━━ Exercise input ━━
PR #373, opened 2020-10-18
WIP: Delay lsim

mfalt:
This is a new version of https://github.com/JuliaControl/ControlSystems.jl/pull/372 where I manually save the delayed signal and solve the system using the standard Tsit5() ODE solver.
This is still WIP, impulse seems to fail, and the y signal needs to be handled better.
We should probably also do some interpolation of my custom history logger.

Edit: the speed is partially slow because of a bug in `Deque` that I fixed: https://github.com/JuliaCollections/DataStructures.jl/pull/689


olof3:
If you were looking for more tests, you could try `step(feedback(1, exp(-s)))`, although it could be a bit challenging. It certainly is for Matlab's solver.

mfalt:
The accuracy was significantly better by reverting back to DelayDiffEq (but still formulating as an ODE) since we can use the discontinuity tracking. There are only two problems remaining:
* We can't simulate systems without internal states (e.g. `delay(1)`)
* Accuracy could be improved by tracking discontinuities in the manual history function. We currently lose most of the accuracy when the solver steps arbitrarily close `t_k-eps` to a known discontinuity `t_k`, since we interpolate from that point to the discontinuity. If we saved (we already know thanks to DDE.jl) that the point `t_k` is a discontinuity, then we could either extrapolate from old values `t_{k-2},t_{k-1}` or do a ZOH from `t_{k-1}`.

mfalt:
>     * Accuracy could be improved by tracking discontinuities in the manual history function. 

This is implemented now, the only remaining thing that is blocking is lsim of static systems.
We could also improve the search in history function to speed it up a but, but I don*t thiink this is a bottleneck.

olof3:
> the only remaining thing that is blocking is lsim of static systems.

You mean without "finite states" as you said in your previous comment? I guess it should be easy in principle, it's just that it isn't done yet?

src/delay_history.jl
```diff
@@ -0,0 +1,168 @@
...
+            return v1
+        else
+            # Extrapolate linearly from two previous points
+            return (v0*(t1 - t) + v1*(t - t0))/(t1-t0)
+        end
+    else
+        # Interpolate between current and next
+        return (v1*(t2 - t) + v2*(t - t1))/(t2-t1)
+    end
+    return v1 # Can't happen
```
olof3, line 102: Isn't it better to throw an error if this cant happen? Seems like a weird programming style, or is it  to avoid type instability?

src/delay_history.jl
```diff
@@ -0,0 +1,168 @@
...
+    buff::Vector{Deque{TimedVal{ValT,TimeT}}}
+    τ::Vector{TimeT}
+    disc::Vector{ValT}
+    function DDEBuffer(::Type{ValT}, τ::AbstractVector{TimeT}) where {ValT,TimeT}
+        buff = [Deque{TimedVal{ValT,TimeT}}() for i in 1:length(τ)]
+        new{ValT,TimeT}(buff, copy(τ), ValT[])
+    end
+end
+
+# get the element at the back
```
olof3, line 17: I don't think that these kind of comments add anything to the understanding of what these methods do. The code itself is as clear as it gets. Keeping these kinds of comments adds clutter and the risk of that the comment potentially becomes inconsistent and confusing if the code is changed. 

Of course comments in general are good. Would be nice with a comment that summarize how `DDEBuffer`, `HistoryFunction`, etc fits together.

src/delay_history.jl
```diff
@@ -0,0 +1,168 @@
+struct TimedVal{ValT, TimeT}
+    t::TimeT
+    val::ValT
+end
```
olof3, line 4: What is this type used for? A comment would be good. Is it a timestamped value? Then `TimestampedVal` would add a lot of clarity (and the comment could perhaps be skipped).

src/delay_history.jl
```diff
@@ -0,0 +1,168 @@
...
+
+# TODO: Create index of recently accessed times for quicker search
+struct DDEBuffer{ValT, TimeT}
+    buff::Vector{Deque{TimedVal{ValT,TimeT}}}
+    τ::Vector{TimeT}
+    disc::Vector{ValT}
```
olof3, line 10: `disc` seems a bit ambiguous, would prefer `discontinuities` even though it is a bit awkwardly long.

src/delay_history.jl
olof3, line 17: I don't think that these kind of comments add anything to the understanding of what these methods do. The code itself is as clear as it gets. Keeping these kinds of comments adds clutter and the risk of that the comment potentially becomes inconsistent and confusing if the code is changed. 

Of course comments in general are good. Would be nice with a comment that summarizes how `DDEBuffer`, `HistoryFunction`, etc fits together.

src/delay_history.jl
```diff
@@ -0,0 +1,168 @@
...
+        # If extrapolating forward
+        @warn "Interpolation inaccurate at t=$t"
+        return v1
+    elseif t2 <= t1
+        @warn "Interpolation found two equal time steps at t=$t"
+        return v1
+    elseif t2 in b.disc
+        # Next time point is a discontinuity
+        if v0 === nothing
+            # Not no provious point exists
```
olof3, line 87: Some typos.

src/delay_history.jl
```diff
@@ -0,0 +1,168 @@
...
+    `h = HistoryFunction(::Type{ValT}, f::Function, tinit, τ; eps=sqrt(ValT)) where ValT`
+
+    Returns object `h` that is able to store and return a history of old values.
+    It will store up to `length(τ)` values.
+
+    h(t,i) will return the stored value with index `i` at a previous time `t`.
+    If `t < tinit` then h(t,i) = f(t,i).
+
+    `h[t,i] = v` Saves the value `v` for index `i` at time `t.
+    It will also erase old values at index `i` for times before `t-τ[i]`
```
olof3, line 125: erase -> drop ?

src/delay_systems.jl
```diff
@@ -90,93 +99,151 @@ function lsim(sys::DelayLtiSystem{T,S}, u, t::AbstractArray{<:Real}; x0=fill(zer
...
+    u!(uout, t)
 
-    u!(uout, t)     # uout = u(t)
+    # hout = d(t-Tau)
+    for k=1:length(Tau)
+        hout[k] = h(t-Tau[k], k)
+    end
 
-    #dx .= A*x + B1*ut
+    #dx(t) .= A*x(t) + B1*u(t) +B2*d(t-tau)
```
olof3, line 117: This looks a bit off.. I guess i would expect dx/dt, or dotx, but perhaps this is standard notation?

src/delay_history.jl
```diff
@@ -0,0 +1,168 @@
...
+
+# add an element to the back
+function Base.push!(b::DDEBuffer, t, val, indx::Int)
+    if !isempty(b,indx) && last(b, indx).t > t
+        throw(AssertionError("Can only push times after the buffer end"))
+    end
+    push!(b.buff[indx], TimedVal(t, val))
+end
+
+# Get last value before time t
```
olof3, line 40: Is this comment misplaced? It seems like the function does more than this?

olof3 (commented):
Nice work @mfalt ! A massive commit, was somewhat difficult to parse the content and get the full picture, just some minor comments for improved clarity.

olof3:
Is the main motivation for this PR to handle the type of systems in #352, or does it have other advantages?

src/delay_history.jl
mfalt: Yes, its old

baggepinnen:
I had a look through the code but don't really feel qualified to review it properly. It somehow feels like parts of the code in this PR could be upstreamed to DelayDiffEq? If at all possible, it would be nice to have the DiffEq people maintain this code if it could be generally useful.

mfalt:
Closed by https://github.com/JuliaControl/ControlSystems.jl/pull/377

PR #376, opened 2020-10-22
implement conv and remove DSP

albheim:
Remove dependency on DSP and implement naive conv internally.


Project.toml
```diff
@@ -33,9 +31,10 @@ julia = "1.0"
...
 [extras]
 Documenter = "e30172f5-a6a5-5a46-863b-614d45cd2de4"
-Test = "8dfed614-e22c-5e08-85e1-65c5234f0b40"
 GR = "28b8d3ca-fb5f-59d9-8090-bfdbd6d07a71"
 StaticArrays = "90137ffa-7385-5640-81b9-e52037218182"
+Test = "8dfed614-e22c-5e08-85e1-65c5234f0b40"
+DSP = "717857b8-e6f2-59f4-9121-6e50c889abd2"
 
 [targets]
 test = ["Test", "Documenter", "GR", "StaticArrays"]
```
mfalt, line 40: If DSP is needed as part of test environment, it needs to be here too

albheim: Will fix

mfalt:
Are there any differences between this implementation and the one in DSP?

albheim:
> Are there any differences between this implementation and the one in DSP?

I took the implementation from polynomials.jl multiplication method. I did look at the DSP one but it was not very easy to read since it is supposed to be very general and for any number of dimensions, but my quick glance made me think that they do something pretty similar at least.

baggepinnen:
I actually have an upcoming PR that makes quite extensive use of DSP.jl to perform factorizations, and I have also implemented conversions between our types and theirs so we can use DSP for filter design etc. I could put this in another repo, but it might as well be in Controlsystems.jl?

albheim:
> I actually have an upcoming PR that makes quite extensive use of DSP.jl to perform factorizations, and I have also implemented conversions between our types and theirs so we can use DSP for filter design etc. I could put this in another repo, but it might as well be in Controlsystems.jl?

Sounds good to me. The reason for this PR was that we only used `conv` from DSP and only for rather simple cases. Since DSP seemed to be one of the packages that added a bit to our load time I thought we could get rid of it with our own simple implementation of `conv`. But if you use it in more stuff now I have nothing against keeping it.

If no one object I think we can close this.

baggepinnen:
Roughly how much did DSP add to the startup time? I can see the point of keeping startup time low so maybe more people should weigh in. I almost always have DSP loaded because I need something from there, so for me it's a non-issue. But other people might not be doing as much filtering etc.?

albheim:
> Roughly how much did DSP add to the startup time? I can see the point of keeping startup time low so maybe more people should weigh in. I almost always have DSP loaded because I need something from there, so for me it's a non-issue. But other people might not be doing as much filtering etc.?

Wasn't too bad actually, first using after change was 65 and 77 seconds (for no DSP vs DSP) while second using took around 35 and 37 seconds. So as long as we feel it adds something useful it does not feel like a too heavy dependancy to me.

baggepinnen:
Alright sweet. I'm on Julia 1.6 and it takes me about 3s to load the package, so it gets better by itself in due time.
━━━
Each line of the records that contains the string "much" must be copied.

Roughly how much did DSP add to the startup time? I can see the point of keeping startup time low so maybe more people should weigh in. I almost always have DSP loaded because I need something from there, so for me it's a non-issue. But other people might not be doing as much filtering etc.?
> Roughly how much did DSP add to the startup time? I can see the point of keeping startup time low so maybe more people should weigh in. I almost always have DSP loaded because I need something from there, so for me it's a non-issue. But other people might not be doing as much filtering etc.?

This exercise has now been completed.